Nick Harley of Den of Geek wrote, "Dexter is having a massive resurgence in quality. Now a quarter way through its seventh season, the show feels completely reborn and refreshed after two stale and unsatisfying seasons." Matt Richenthal of TV Fanatic gave the episode a 4.4 star rating out of 5 and wrote, "I had a few nits to pick over the portrayal of Speltzer and how relatively easy it made for Deb to come around. But this was another terrific episode of Dexter. The series has successfully pushed Season 6 out of my mind and is fulfilling every expectation I had for what would happen once Deb learned of the Dark Passenger."

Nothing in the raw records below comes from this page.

PR #2839, opened 2025-07-25
ACM-20341: Fix vm actions with acm

upalatucci:
## 📝 Description

Delete protection was not working properly

VM cloning had a bug during the waiting time

snapshot content was not loaded properly

### DIFF
--- a/src/utils/components/CloneVMModal/components/SnapshotContentConfigurationSummary.tsx
+++ b/src/utils/components/CloneVMModal/components/SnapshotContentConfigurationSummary.tsx
@@ -10,7 +10,9 @@ import {
 import Loading from '@kubevirt-utils/components/Loading/Loading';
 import { DEFAULT_NAMESPACE } from '@kubevirt-utils/constants/constants';
 import { useKubevirtTranslation } from '@kubevirt-utils/hooks/useKubevirtTranslation';
-import { useK8sWatchResource } from '@openshift-console/dynamic-plugin-sdk';
+import { getNamespace } from '@kubevirt-utils/resources/shared';
+import { getCluster } from '@multicluster/helpers/selectors';
+import useK8sWatchData from '@multicluster/hooks/useK8sWatchData';
 import { Alert, AlertVariant } from '@patternfly/react-core';
 
 import ConfigurationSummary from './ConfigurationSummary';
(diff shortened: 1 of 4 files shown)


src/views/virtualmachines/actions/components/DeleteVMModal/DeleteVMModal.tsx
```diff
@@ -84,9 +84,13 @@ const DeleteVMModal: FC<DeleteVMModalProps> = ({ isOpen, onClose, vm }) => {
     }
 
     if (!location.pathname.endsWith('/search')) {
-      navigate(
-        `/k8s/${lastNamespacePath}/${VirtualMachineModelRef}${location.search}${location.hash}`,
-      );
+      const cluster = getCluster(vm);
```
pcbailey, line 87: Is this logic going to be used anywhere else? If yes, then we should move it to a hook that returns a function that can be called wherever. It would get some of the cluster-specific logic out of this component.

src/utils/components/CloneVMModal/components/SnapshotContentConfigurationSummary.tsx
```diff
@@ -24,14 +25,14 @@ const SnapshotContentConfigurationSummary: FC<SnapshotContentConfigurationSummar
...
-        name: snapshot.status.virtualMachineSnapshotContentName,
-        namespace: snapshot.metadata.namespace || DEFAULT_NAMESPACE,
-      },
-    );
+  const [snapshotContent, loaded, error] = useK8sWatchData<V1beta1VirtualMachineSnapshotContent>(
+    snapshot && {
+      cluster: getCluster(snapshot),
+      groupVersionKind: modelToGroupVersionKind(VirtualMachineSnapshotContentModel),
+      name: snapshot.status.virtualMachineSnapshotContentName,
+      namespace: snapshot.metadata.namespace || DEFAULT_NAMESPACE,
```
pcbailey, line 33: Please use the `getNamespace` selector.

src/views/virtualmachines/actions/components/DeleteVMModal/DeleteVMModal.tsx
upalatucci: No it wil not be used anywhere. We redirect only here. I could even redirect to the all-clusters vm list and don't even use this cluster variable.

PR #2865, opened 2025-08-03
CNV-62538: Hetrogeneous cluster multi-arch

avivtur:
## 📝 Description

Adding suuport for hetrogeneous cluster multi arch
- Bootable volume and Template list pages introduce a new column and filters "Architecture" 
- Bootable volume and Template catalogs introduce a new column and filters "Architecture" 
- Adding multi select checkbox in the add bootable volume modal. If multiple selected, a different DS will be created for each architecture.
- Adding nodeSelector when creating a VM if the template/volume has the architecture label to match the node with the correct architecture

## 🎥 Demo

Alex Moaba of HuffPost wrote, "There are moments every now and then when watching Dexter that you are reminded that it feels a little weird to be rooting for a serial killer, even if he only kills other serial killers. I had this experience mid-way through "Run," when Dexter showed off some of his sociopathic hubris and maniacally yelled at Deb, "I control everything!" Of course, he doesn't, but by the end of the episode the show's writers made sure that events in the Ray Speltzer case made Dexter's vigilante argument to Deb better than he could himself." Television Without Pity gave the episode a "B+" grade.